Une description de la manière dont les USA tentent de créer dans la zone indopacifique non seulement un endiguement de la Chine, mais des conditions de provocation explosive dans son espace maritime et aérien. Prétendre dans une telle situation d’hostilité ouverte exiger des rencontres de négociation diplomatique est une pure hypocrisie dit ce chercheur indien Vikay Prashad (note et traduction de danielle Bleitrach pour histoireetsociete)

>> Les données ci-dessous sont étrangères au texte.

PR #190, opened 2019-08-10
REF: add joblib dependency, load sklearn on demand #188

### LINKED ISSUE #188: Add joblib as required dependency
Also, consider moving `from sklearn.preprocessing import StandardScaler` in `gramex/ml.py` inside `tran()` function.

pratapvardhan:
Fix #188

### DIFF
--- a/gramex/ml.py
+++ b/gramex/ml.py
@@ -1,14 +1,13 @@
 import os
 import six
+import json
 import inspect
 import threading
-import pandas as pd
-import json
 import joblib
+import pandas as pd
 from tornado.gen import coroutine, Return, sleep
 from tornado.httpclient import AsyncHTTPClient
 from gramex.config import locate, app_log, merge, variables
-from sklearn.preprocessing import StandardScaler
 
 # Expose joblob.load via gramex.ml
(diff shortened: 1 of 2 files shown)


jaidevd:
@pratapvardhan @sanand0 

1. There are a bunch of dependencies marked `# OPT`, which IMO should be removed, especially those related to DBs like pymysql or psycopg2. Having them means that I can't use gramex without having mysql or postgres installed.
2. I suggest we stop assuming that miniconda is installed. Often we install gramex in blank venvs which have none of the libraries (like requests, for e.g.) which gramex doesn't mention in `setup.py`.

sanand0:
PR is good to go.

@pratapvardhan -- please check if the DBs are necessary to install these on Windows + Linux. If yes, then we should remove these as dependencies. If not, let's discuss it. Could you speak to @jaidevd and raise this as a separate issue after this research.

@jaidevd re: Miniconda, it appears to be necessary. I don't think `pip install sklearn` works on Windows, for example. If you can validate that all required libraries work without conda, we can consider this. Will leave it to you to test and confirm, please.

PR #191, opened 2019-08-14
UPD: reading yaml with defaults

pratapvardhan:


gramex/cache.py
```diff
@@ -116,6 +116,13 @@ def _markdown(handle, **kwargs):
     return markdown(handle.read(), **{k: kwargs.pop(k, v) for k, v in _markdown_defaults.items()})
 
 
+@opener
+def _yaml(handle, **kwargs):
+    import yaml
+    defaults = {'Loader': yaml.FullLoader}
+    return yaml.load(handle.read(), **{k: kwargs.pop(k, v) for k, v in defaults.items()})
```
sanand0: @pratapvardhan Isn't this the same as `yaml.load(handle.read(), **defaults)`? Couldn't we just do:

```python
def _yaml(handle, **kwargs):
    return yaml.load(handle.read(), Loader=yaml.FullLoader)
```

pratapvardhan: @sanand0 we couldn't pass custom `Loader` like `gramex.cache.open(path, 'yaml', Loader=AttrDictYAMLLoader)` so we need to use `defaults` values and override with `kwargs`

PR #194, opened 2019-09-04
More text size utilities

bkamapantula:
## Current text size utils

`sm1`, `sm2`, `sm3`, `sm4`, `sm5`, `sm6`

## Proposed utils

`sm1`, `sm2`, `sm3`, `sm4`, `sm5`, `sm6`, `sm7`, `sm8`, `sm9`

This is inline after the discussions with design and UI teams.


gramex/apps/ui/bootstrap-theme.scss
```diff
@@ -264,12 +264,15 @@ $line-height-4: 2.0 !default;
...
+  sm1: 90%,
+  sm2: 80%,
+  sm3: 70%,
+  sm4: 60%,
+  sm5: 50%,
+  sm6: 40%,
+  sm7: 30%;
+  sm8: 20%;
+  sm9: 10%;
 );
```
pratapvardhan: This would be backward incompatible. We might want to think of having it support existing sm1-6

bkamapantula: agreed, retained the old classes in 2d9af68.

renamed the new utils with two overlapping classes for `80%` (`sm1` and `fsm2`) and `50%` (`sm3` and `fsm5`). retaining the redundant classes for naming convention uniformity and consistency when we deprecate the old utils.

pratapvardhan: Wondering if it should be `fs1: 10%, fs2: 20%, ...` proportional to number, instead of going reverse like sm. @sanand0 your preference?

bkamapantula: yes, [opacity](https://learn.gramener.com/guide/uicomponents/#text-opacity) utils are named similarly. updated to `fs*`

PR #200, opened 2019-09-21
pre-commit configuration in gramex init

bkamapantula:
This PR Introduces configuration for build error checks locally using `pre-commit` python package.

-  `pre-commit` is triggered on every `git commit` by default
- these checks are configured in `.pre-commit-config.yaml`: trailing whitespace, ending a file with single empty line, ensures larger than 500KB files aren't committed, valid YAML config, python checks via `flake8`, `JSON` checks 

# Test
- create a new directory
- run `gramex init` on terminal (*nix-based systems) or on `git bash` (Windows)

## Test Output

image

# Test in an existing live application
- Change a file (introduce a bug: for example, add a `console` statement in JS file) and run: `git commit`. Commit should fail. Fix the bug and re-commit. Commit should succeed.

### DIFF
--- a/gramex/apps/init/.pre-commit-config.yaml
+++ b/gramex/apps/init/.pre-commit-config.yaml
@@ -1,0 +1,20 @@
+# See https://pre-commit.com for more information
+# See https://pre-commit.com/hooks.html for more hooks
+repos:
+- repo: https://github.com/pre-commit/pre-commit-hooks
+  rev: v2.0.0
+  hooks:
+  - id: trailing-whitespace
+    description: This hook trims trailing whitespace.
+  - id: end-of-file-fixer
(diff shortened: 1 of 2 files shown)


bkamapantula:
Sure @pratapvardhan, let's move it to a repo

pratapvardhan:
@bkamapantula I believe next steps could be

- Move init app to https://github.com/gramexrecipes/gramex-init or https://github.com/gramener/gramex-init ?
- Add an entry to gramex/apps.yaml like https://github.com/gramener/gramex/blob/dev/gramex/apps.yaml#L3
- Add a test case, and test in clean env / docker?
- Check if gramex-init upstream updates are synced back?

bkamapantula:
thanks @pratapvardhan, will try this and update in a week.

PR #27047, opened 2024-10-09
cli: repo lint fixes

Rugvip:

Some fixes for the `--successCache` path of `repo lint`. This switches to using globby to enumerate files, so can take `.gitignore` into account. It's slower, but more accurate. Using the git tree sha strategy from `repo test` is tricky still because we need to make sure the lint config for each file is part of the cache key, and we can only get that by enumerating it for each file. Long-term I'm thinking the best solution here is to rely on the new ESLint config format, but for now I think this is fine. I might evaluate using `git` to list files instead of globby though, could be that that's a lot faster.

Other fix is to only include packages that actually have a `lint` script.

### DIFF
--- a/.changeset/rotten-rockets-deny.md
+++ b/.changeset/rotten-rockets-deny.md
@@ -1,0 +1,5 @@
+---
+'@backstage/cli': patch
+---
+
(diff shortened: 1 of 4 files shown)


freben (approved):
aaaaalright then :)

deejay1 (approved):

ParVijay PrashadBio de l’auteur:Cet article a été produit par Globetrotter. Vijay Prashad est un historien, éditeur et journaliste indien. Il est rédacteur et correspondant en chef chez Globetrotter. Il est éditeur de LeftWord Books et directeur de Tricontinental: Institute for Social Research. Il est chercheur principal non résident à l’Institut Chongyang d’études financières de l’Université Renmin de Chine. Il a écrit plus de 20 livres, dont The Darker Nations et The Poorer Nations. Ses derniers livres sont Struggle Makes Us Human: Learning from Movements for Socialism et (avec Noam Chomsky) The Withdrawal: Iraq, Libya, Afghanistan, and the Fragility of U.S. Power.Source: Globe-trotterTags: Asie, Asie/Chine, Asie/Inde, Asie/Japon, Asie/Philippines, Actualités, Amérique du Nord/Canada, Amérique du Nord/États-Unis d’Amérique, Océanie/Australie, Opinion, Politique, Sensible au temps, Guerre
Le 3 juin 2023, des navires de guerre des États-Unis et du Canada ont mené un exercice militaire conjoint en mer de Chine méridionale. Un navire de guerre chinois (LY 132) a dépassé le destroyer américain de missiles guidés (USS Chung-Hoon) et a traversé son chemin à toute vitesse. Le Commandement indo-pacifique des États-Unis a publié une déclaration disant que le navire chinois « a exécuté des manœuvres de manière dangereuse ». Le porte-parole du ministère chinois des Affaires étrangères, Wang Wenbin, a répondu que les États-Unis « ont fait des provocations en premier et la Chine a répondu » et que « les actions prises par l’armée chinoise sont complètement justifiées, légales, sûres et professionnelles ». Cet incident est l’un des nombreux incidents survenus dans ces eaux, où les États-Unis mènent ce qu’ils appellent des exercices de liberté de navigation (FON). Ces actions FON sont légitimées par l’article 87(1)(a) de la Convention des Nations Unies sur le droit de la mer de 1982. La Chine est signataire de la Convention, mais les États-Unis ont refusé de la ratifier. Les navires de guerre américains utilisent l’argument FON sans droits légaux ni autorisation du Conseil de sécurité des Nations Unies. Le programme américain de liberté de navigation a été créé en 1979, avant la Convention et séparément de celle-ci.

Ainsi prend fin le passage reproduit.